PR #5143, opened 2023-07-23
Add BMI160 support

flaviut:

Adds support for [the Bosch BMI160 IMU](https://www.bosch-sensortec.com/products/motion-sensors/imus/bmi160/)

## Types of changes

- [ ] Other

**Pull request in [esphome-docs](https://github.com/esphome/esphome-docs) with documentation (if applicable):** https://github.com/esphome/esphome-docs/pull/3086

## Test Environment

- [ ] ESP32
- [ ] ESP32 IDF
- [x] ESP8266
- [ ] RP2040

```yaml
sensor:
  - platform: bmi160
    address: 0x68
    update_interval: 60s
    acceleration_x:
      name: "BMI160 Accel X"
    acceleration_y:
      name: "BMI160 Accel Y"
    acceleration_z:
      name: "BMI160 Accel z"
    gyroscope_x:
      name: "BMI160 Gyro X"
    gyroscope_y:
      name: "BMI160 Gyro Y"
    gyroscope_z:
      name: "BMI160 Gyro z"
    temperature:
      name: "BMI160 Temperature"
```

## Checklist:


esphome/components/bmi160/bmi160.cpp
```diff
@@ -0,0 +1,244 @@
...
+  // need to wait (max delay in datasheet) because we can't send commands while another is in progress
+  delay(5);
+
+  ESP_LOGV(TAG, "  Bringing gyroscope out of sleep...");
+  if (!this->write_byte(BMI160_REGISTER_CMD, (uint8_t) Cmd::GYRO_SET_PMU_MODE | (uint8_t) GyroPmuMode::NORMAL)) {
+    this->mark_failed();
+    return;
+  }
+  ESP_LOGV(TAG, "  Waiting for gyroscope to wake up...");
+  delay(81);
```
flaviut: Unfortunately I don't see a better way to do this--I could do a loop checking the I2C register if it's done yet, but that's a lot of work to maybe save 30ms (typical duration of this step is 50ms, max is 81ms)

clydebarrow: You could extract the succeeding code into another function and use `set_timeout()` to call it later.

You'd need a flag for setup complete which you would test in `update()`.

flaviut: Good call! Thank you and done.

esphome/components/bmi160/bmi160.cpp
```diff
@@ -0,0 +1,260 @@
...
+
+    case 1:
+      ESP_LOGV(TAG, "  Bringing gyroscope out of sleep...");
+      if (!this->write_byte(BMI160_REGISTER_CMD, (uint8_t) Cmd::GYRO_SET_PMU_MODE | (uint8_t) GyroPmuMode::NORMAL)) {
+        this->mark_failed();
+        return;
+      }
+      ESP_LOGV(TAG, "  Waiting for gyroscope to wake up...");
+      // wait between 51 & 81ms, doing 81 to be safe
+      this->set_timeout(81, [this]() { this->internal_setup_(2); });
```
clydebarrow: If 81ms is the maximum per the datasheet, I'd allow a little extra in case the timeout call happens early. There is no guarantee on the accuracy of the timeout, and while I'm fairly certain it will not happen early, an extra few ms delay will do no harm. I'd round it up to 100ms.

esphome/components/bmi160/bmi160.cpp
```diff
@@ -0,0 +1,260 @@
...
+  float accel_x = (float) data[3] / (float) INT16_MAX * 16 * GRAVITY_EARTH;
+  float accel_y = (float) data[4] / (float) INT16_MAX * 16 * GRAVITY_EARTH;
+  float accel_z = (float) data[5] / (float) INT16_MAX * 16 * GRAVITY_EARTH;
+
+  uint8_t raw_temperature;
+  if (this->read_register(BMI160_REGISTER_DATA_GYRO_X_LSB, &raw_temperature, 2, true) != i2c::ERROR_OK) {
+    this->status_set_warning();
+    return;
+  }
+  int16_t int_temperature = *reinterpret_cast<int16_t *>(&raw_temperature);
```
clydebarrow: This relies on the executing architecture being little-endian. Better to explicitly shift and add the bytes, that way it's portable across architecures.

esphome/components/bmi160/sensor.py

================

## To do
The task calls for all the records above to be repeated exactly.

## Written solution
PR #5143, opened 2023-07-23
Add BMI160 support

flaviut:

Adds support for [the Bosch BMI160 IMU](https://www.bosch-sensortec.com/products/motion-sensors/imus/bmi160/)

## Types of changes

- [ ] Other

**Pull request in [esphome-docs](https://github.com/esphome/esphome-docs) with documentation (if applicable):** https://github.com/esphome/esphome-docs/pull/3086

## Test Environment

- [ ] ESP32
- [ ] ESP32 IDF
- [x] ESP8266
- [ ] RP2040

```yaml
sensor:
  - platform: bmi160
    address: 0x68
    update_interval: 60s
    acceleration_x:
      name: "BMI160 Accel X"
    acceleration_y:
      name: "BMI160 Accel Y"
    acceleration_z:
      name: "BMI160 Accel z"
    gyroscope_x:
      name: "BMI160 Gyro X"
    gyroscope_y:
      name: "BMI160 Gyro Y"
    gyroscope_z:
      name: "BMI160 Gyro z"
    temperature:
      name: "BMI160 Temperature"
```

## Checklist:


esphome/components/bmi160/bmi160.cpp
```diff
@@ -0,0 +1,244 @@
...
+  // need to wait (max delay in datasheet) because we can't send commands while another is in progress
+  delay(5);
+
+  ESP_LOGV(TAG, "  Bringing gyroscope out of sleep...");
+  if (!this->write_byte(BMI160_REGISTER_CMD, (uint8_t) Cmd::GYRO_SET_PMU_MODE | (uint8_t) GyroPmuMode::NORMAL)) {
+    this->mark_failed();
+    return;
+  }
+  ESP_LOGV(TAG, "  Waiting for gyroscope to wake up...");
+  delay(81);
```
flaviut: Unfortunately I don't see a better way to do this--I could do a loop checking the I2C register if it's done yet, but that's a lot of work to maybe save 30ms (typical duration of this step is 50ms, max is 81ms)

clydebarrow: You could extract the succeeding code into another function and use `set_timeout()` to call it later.

You'd need a flag for setup complete which you would test in `update()`.

flaviut: Good call! Thank you and done.

esphome/components/bmi160/bmi160.cpp
```diff
@@ -0,0 +1,260 @@
...
+
+    case 1:
+      ESP_LOGV(TAG, "  Bringing gyroscope out of sleep...");
+      if (!this->write_byte(BMI160_REGISTER_CMD, (uint8_t) Cmd::GYRO_SET_PMU_MODE | (uint8_t) GyroPmuMode::NORMAL)) {
+        this->mark_failed();
+        return;
+      }
+      ESP_LOGV(TAG, "  Waiting for gyroscope to wake up...");
+      // wait between 51 & 81ms, doing 81 to be safe
+      this->set_timeout(81, [this]() { this->internal_setup_(2); });
```
clydebarrow: If 81ms is the maximum per the datasheet, I'd allow a little extra in case the timeout call happens early. There is no guarantee on the accuracy of the timeout, and while I'm fairly certain it will not happen early, an extra few ms delay will do no harm. I'd round it up to 100ms.

esphome/components/bmi160/bmi160.cpp
```diff
@@ -0,0 +1,260 @@
...
+  float accel_x = (float) data[3] / (float) INT16_MAX * 16 * GRAVITY_EARTH;
+  float accel_y = (float) data[4] / (float) INT16_MAX * 16 * GRAVITY_EARTH;
+  float accel_z = (float) data[5] / (float) INT16_MAX * 16 * GRAVITY_EARTH;
+
+  uint8_t raw_temperature;
+  if (this->read_register(BMI160_REGISTER_DATA_GYRO_X_LSB, &raw_temperature, 2, true) != i2c::ERROR_OK) {
+    this->status_set_warning();
+    return;
+  }
+  int16_t int_temperature = *reinterpret_cast<int16_t *>(&raw_temperature);
```
clydebarrow: This relies on the executing architecture being little-endian. Better to explicitly shift and add the bytes, that way it's portable across architecures.

esphome/components/bmi160/sensor.py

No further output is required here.